Description of the task »
The word "before" occurs in some lines of the listing. Copy those lines.

Start of Material for the task

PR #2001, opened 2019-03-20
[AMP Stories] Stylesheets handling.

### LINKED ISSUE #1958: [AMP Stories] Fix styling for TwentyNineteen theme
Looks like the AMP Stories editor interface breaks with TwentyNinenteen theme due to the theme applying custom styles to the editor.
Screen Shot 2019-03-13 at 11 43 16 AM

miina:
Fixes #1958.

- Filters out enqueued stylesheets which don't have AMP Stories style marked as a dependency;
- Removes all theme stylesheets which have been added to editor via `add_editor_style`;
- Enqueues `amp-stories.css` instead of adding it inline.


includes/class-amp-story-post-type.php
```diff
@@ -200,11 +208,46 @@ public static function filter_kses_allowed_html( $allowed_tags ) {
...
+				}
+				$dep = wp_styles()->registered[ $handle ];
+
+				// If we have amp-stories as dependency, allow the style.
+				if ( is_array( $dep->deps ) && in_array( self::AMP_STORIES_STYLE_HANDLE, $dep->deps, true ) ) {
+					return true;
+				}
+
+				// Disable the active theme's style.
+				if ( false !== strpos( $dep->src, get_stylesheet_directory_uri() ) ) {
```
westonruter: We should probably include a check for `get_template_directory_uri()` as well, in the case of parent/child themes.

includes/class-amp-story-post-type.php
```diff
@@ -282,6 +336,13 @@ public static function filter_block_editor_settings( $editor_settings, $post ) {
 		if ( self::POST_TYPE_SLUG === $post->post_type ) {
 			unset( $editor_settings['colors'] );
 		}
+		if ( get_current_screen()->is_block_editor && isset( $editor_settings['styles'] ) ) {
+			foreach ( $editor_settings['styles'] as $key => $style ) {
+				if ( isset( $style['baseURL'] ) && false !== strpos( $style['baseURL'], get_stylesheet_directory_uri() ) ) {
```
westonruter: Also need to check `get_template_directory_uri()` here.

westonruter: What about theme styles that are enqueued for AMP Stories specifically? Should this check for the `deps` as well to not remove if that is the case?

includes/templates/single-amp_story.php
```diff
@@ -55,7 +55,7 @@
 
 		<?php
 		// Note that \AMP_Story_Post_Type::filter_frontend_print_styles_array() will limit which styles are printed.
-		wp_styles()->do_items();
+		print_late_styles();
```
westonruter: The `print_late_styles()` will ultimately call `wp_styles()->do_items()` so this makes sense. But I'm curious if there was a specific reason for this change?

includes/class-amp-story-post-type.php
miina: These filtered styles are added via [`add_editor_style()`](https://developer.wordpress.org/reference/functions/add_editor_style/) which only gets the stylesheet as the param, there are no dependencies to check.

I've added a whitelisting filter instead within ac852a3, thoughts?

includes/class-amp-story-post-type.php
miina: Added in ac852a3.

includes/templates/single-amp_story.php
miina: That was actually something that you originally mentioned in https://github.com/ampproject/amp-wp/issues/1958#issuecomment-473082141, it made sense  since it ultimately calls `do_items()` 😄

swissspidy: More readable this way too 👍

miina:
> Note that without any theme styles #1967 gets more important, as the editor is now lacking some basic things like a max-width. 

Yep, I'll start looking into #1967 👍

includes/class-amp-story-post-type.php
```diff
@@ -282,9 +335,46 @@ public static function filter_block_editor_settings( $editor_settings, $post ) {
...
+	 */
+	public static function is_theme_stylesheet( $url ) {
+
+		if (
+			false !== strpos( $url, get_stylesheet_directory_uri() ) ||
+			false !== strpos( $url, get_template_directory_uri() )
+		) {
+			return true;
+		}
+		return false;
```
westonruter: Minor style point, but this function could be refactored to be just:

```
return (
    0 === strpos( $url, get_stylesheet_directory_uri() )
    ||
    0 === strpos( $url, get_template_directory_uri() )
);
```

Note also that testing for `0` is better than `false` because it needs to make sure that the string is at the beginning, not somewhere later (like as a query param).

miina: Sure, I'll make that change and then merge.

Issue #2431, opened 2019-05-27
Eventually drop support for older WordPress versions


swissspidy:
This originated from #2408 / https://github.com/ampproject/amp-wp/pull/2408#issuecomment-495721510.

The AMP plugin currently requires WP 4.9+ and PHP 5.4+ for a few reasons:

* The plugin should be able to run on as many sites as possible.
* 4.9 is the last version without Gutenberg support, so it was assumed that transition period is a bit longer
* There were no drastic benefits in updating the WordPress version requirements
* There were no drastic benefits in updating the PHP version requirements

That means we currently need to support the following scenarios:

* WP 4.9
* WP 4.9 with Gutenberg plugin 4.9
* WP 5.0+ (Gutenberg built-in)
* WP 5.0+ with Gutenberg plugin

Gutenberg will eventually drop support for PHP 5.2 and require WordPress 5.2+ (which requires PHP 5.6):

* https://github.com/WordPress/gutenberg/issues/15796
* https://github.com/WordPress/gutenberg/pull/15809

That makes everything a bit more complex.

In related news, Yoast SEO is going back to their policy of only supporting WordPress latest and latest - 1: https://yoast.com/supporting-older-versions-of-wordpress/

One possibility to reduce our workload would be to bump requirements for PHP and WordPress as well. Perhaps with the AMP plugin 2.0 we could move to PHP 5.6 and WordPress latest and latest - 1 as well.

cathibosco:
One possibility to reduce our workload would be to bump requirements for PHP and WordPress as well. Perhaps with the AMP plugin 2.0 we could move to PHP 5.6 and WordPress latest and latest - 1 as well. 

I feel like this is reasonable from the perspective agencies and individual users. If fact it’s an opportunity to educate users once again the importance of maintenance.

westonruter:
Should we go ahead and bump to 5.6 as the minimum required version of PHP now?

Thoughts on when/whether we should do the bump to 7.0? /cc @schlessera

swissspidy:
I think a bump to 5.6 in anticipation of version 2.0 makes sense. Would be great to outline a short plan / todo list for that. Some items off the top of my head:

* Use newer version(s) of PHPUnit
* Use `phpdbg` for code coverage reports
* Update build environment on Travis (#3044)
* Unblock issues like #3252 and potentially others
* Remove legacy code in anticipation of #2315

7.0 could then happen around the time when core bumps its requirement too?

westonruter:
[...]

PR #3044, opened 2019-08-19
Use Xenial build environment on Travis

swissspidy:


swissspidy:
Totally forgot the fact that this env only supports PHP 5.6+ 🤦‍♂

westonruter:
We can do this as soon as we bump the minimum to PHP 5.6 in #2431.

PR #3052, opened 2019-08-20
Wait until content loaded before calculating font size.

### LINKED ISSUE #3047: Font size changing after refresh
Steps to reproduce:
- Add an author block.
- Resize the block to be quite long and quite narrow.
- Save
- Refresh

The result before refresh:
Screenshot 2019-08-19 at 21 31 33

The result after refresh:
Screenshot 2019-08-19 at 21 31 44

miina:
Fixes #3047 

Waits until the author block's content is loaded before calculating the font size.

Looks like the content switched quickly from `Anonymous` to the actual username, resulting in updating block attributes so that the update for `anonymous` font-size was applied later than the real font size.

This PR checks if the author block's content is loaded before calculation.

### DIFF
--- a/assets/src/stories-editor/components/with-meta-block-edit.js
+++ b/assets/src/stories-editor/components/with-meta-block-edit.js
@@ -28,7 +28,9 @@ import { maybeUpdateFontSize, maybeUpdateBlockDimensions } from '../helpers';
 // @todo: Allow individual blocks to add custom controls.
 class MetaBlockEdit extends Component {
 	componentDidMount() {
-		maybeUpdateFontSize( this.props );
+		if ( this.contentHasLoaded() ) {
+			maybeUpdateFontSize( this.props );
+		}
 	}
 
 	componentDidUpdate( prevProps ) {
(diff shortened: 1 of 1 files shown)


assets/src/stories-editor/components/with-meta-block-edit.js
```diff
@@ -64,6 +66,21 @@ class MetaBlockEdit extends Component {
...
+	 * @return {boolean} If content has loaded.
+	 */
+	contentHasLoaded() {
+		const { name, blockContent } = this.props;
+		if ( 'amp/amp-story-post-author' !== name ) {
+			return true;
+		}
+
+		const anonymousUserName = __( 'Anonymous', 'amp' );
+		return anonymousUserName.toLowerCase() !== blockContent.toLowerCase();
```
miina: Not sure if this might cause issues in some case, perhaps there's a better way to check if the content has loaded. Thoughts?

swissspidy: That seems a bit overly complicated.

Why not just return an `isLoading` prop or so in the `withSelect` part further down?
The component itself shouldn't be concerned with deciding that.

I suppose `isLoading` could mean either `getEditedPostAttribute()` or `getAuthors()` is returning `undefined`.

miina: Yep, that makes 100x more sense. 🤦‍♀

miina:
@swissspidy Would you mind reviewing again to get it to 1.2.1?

End of Material for the task

Solution for this problem »
Wait until content loaded before calculating font size.
The result before refresh:
Waits until the author block's content is loaded before calculating the font size.
This PR checks if the author block's content is loaded before calculation.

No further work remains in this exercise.